ナッシュビル宣言の解説

第9条

私たちは、罪が性欲をゆがめ、人を結婚の契約から遠ざけて性的不道徳に向かわせること、またこのゆがみには異性愛と同性愛の不道徳の両方が含まれることに同意する。

私たちは、性的不道徳に向かわせる欲求が永続的なパターンで押し寄せてくるのであれば、性的に不道徳な行動をとったとしても正当化されるという考えを否定する。

解説

創世記の3章に記録されている人類の罪への堕落は、私たち人間の全ての側面に影響を及ぼしました。その影響は、私たちの精神、感情、理性、意志、そして私たちの性欲にも及んでいます。歪んだ性欲には明確なパターンがあります。それは、神が定め、祝福する、真の愛に基づく結婚の範囲内での性欲の満たしから、結婚外でのあらゆる性欲の表現への流れです。異性愛であれ、同性愛であれ、神の計画外の性行為は罪なのです。
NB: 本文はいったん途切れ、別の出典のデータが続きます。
PR #1016, opened 2024-10-08
created program for create file in the specified directory

Mxbely:


app/create_file.py
```diff
@@ -1 +1,48 @@
...
+                                                    "%H:%M:%S") + "\n")
+    with open("file_name", "a") as file:
+        while True:
+            inp = input("Enter content line: ")
+            if inp == "stop":
+                break
+            file.write(inp + "\n")
+
+
+input_arguments = sys.argv
```
AnyoneClown, line 38: sys.argv will work fine, but we can improve this program using `argparse`

[Link](https://docs.python.org/3/library/argparse.html)

app/create_file.py
```diff
@@ -1 +1,48 @@
...
+input_arguments.pop(0)
+os.chdir("app")
+if "-d" not in input_arguments:
+    write_information_into_file()
+else:
+    directory = []
+    file_name = []
+    create_path_and_file_name(input_arguments)
+    create_dir()
+    write_information_into_file()
```
AnyoneClown, line 48: Create entrypoint function `main` for this. And then call it inside `if "__name__" == "__main__"`

app/create_file.py
```diff
@@ -1 +1,48 @@
...
+
+
+input_arguments = sys.argv
+input_arguments.pop(0)
+os.chdir("app")
+if "-d" not in input_arguments:
+    write_information_into_file()
+else:
+    directory = []
+    file_name = []
```
AnyoneClown, line 45: You don't need to create this variables here. It's not recommended to use global variables in your code.

You can make return in your `func` to create list of directories

app/create_file.py
```diff
@@ -1 +1,48 @@
...
+def write_information_into_file() -> None:
+    with open("file_name", "w") as file:
+        file.write(datetime.datetime.now().strftime("%Y-%m-%d "
+                                                    "%H:%M:%S") + "\n")
+    with open("file_name", "a") as file:
+        while True:
+            inp = input("Enter content line: ")
+            if inp == "stop":
+                break
+            file.write(inp + "\n")
```
AnyoneClown, line 35: If you are not checking if file exists already, why do u use 2 context managers here? We can use `while` loop inside first context manager

app/create_file.py
```diff
@@ -1 +1,48 @@
...
+        os.chdir(direc)
+
+
+def write_information_into_file() -> None:
+    with open("file_name", "w") as file:
+        file.write(datetime.datetime.now().strftime("%Y-%m-%d "
+                                                    "%H:%M:%S") + "\n")
+    with open("file_name", "a") as file:
+        while True:
+            inp = input("Enter content line: ")
```
AnyoneClown, line 32: Use propper naming. For example `content_line`

app/create_file.py
```diff
@@ -1 +1,48 @@
...
+    flag = True
+    for value in arguments:
+        if value == "-f":
+            flag = False
+        if flag:
+            directory.append(value)
+        else:
+            file_name.append(value)
+    directory.pop(0)
+    file_name.pop(0)
```
AnyoneClown, line 16: If you are creating path and file_name here. We can simply return directories inside of a list + file_name here. Refactor without using `pop()` and global list

AnyoneClown (changes requested):

app/create_file.py
Mxbely: i spent a lot of time and couldn't understend, how use it correct, sorry 😩 
i tried to use smth like this (my example) and can't made a correct input 
and i decided use sys.argv (but i know, argparse also use sys.argv inside yourself)
```
    parser = argparse.ArgumentParser(description="create new file")
    parser.add_argument("-d", default="abc", type=str, help="-d for create directory, -f for create file")
    parser.add_argument("-file_name", default="file_name", type=str, help="-d for create directory, -f for create file")
    args = parser.parse_args()
    print(args.__dict__)
```

app/create_file.py
```diff
@@ -1 +1,48 @@
...
+        with open(file_name, "w") as file:
+            file.write(datetime.datetime.now().strftime("%Y-%m-%d "
+                                                        "%H:%M:%S") + "\n")
+            while True:
+                content_line = input("Enter content line: ")
+                if content_line == "stop":
+                    break
+                file.write(content_line + "\n")
+
+    input_arguments = sys.argv
```
Nattalli, line 36: example:

```python
parser = argparse.ArgumentParser()
parser.add_argument("-f", "--file", help="-d for create directory, -f for create file")
parser.add_argument("-d", "--dir", nargs="+", help="-d for create directory, -f for create file")
command = parser.parse_args()
```

Nattalli: and after r=that you can use it:
```
if command.dir:
     path = os.path.join(*command.dir)
     ...

if command.file:
     ...
```

Nattalli (changes requested):
I reject your solution because I honestly believe that you can do that with suggested statements. Also, you are ahead of the group so you have time for finding solution! 🌹

Nattalli (approved):
now it's prettier 💅🏻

 でもある人々は次のことを主張します。「確かに結婚している人が不倫を犯したり、同性愛的性行為を犯せば、それはその人が神によって創造された自然なパターンから外れているので、『歪んだ性欲』と言えるでしょう。しかし例えば、生まれた時から同性愛的性欲を持ち、そのような性欲しか体験したことがない人でしたら、その状態は『歪んだ性欲』ではなく、神がその人に与えた性の自然なあり方と考える必要があるのではないでしょうか。」

 しかし、それは聖書が教えている事実ではありません。性欲の歪みは、まれな、あるいは異常な時にだけ現れるものではなく、私たちが持って生まれ、そして一生涯続く罪の性質に根源があります。そのため、永続的に表される性質であったとしても、その行為が神の性に関する戒めと異なれば、それは罪です。その性欲の性質は、神の計画された性からすると罪によって歪んだ性質と考えなければなりません。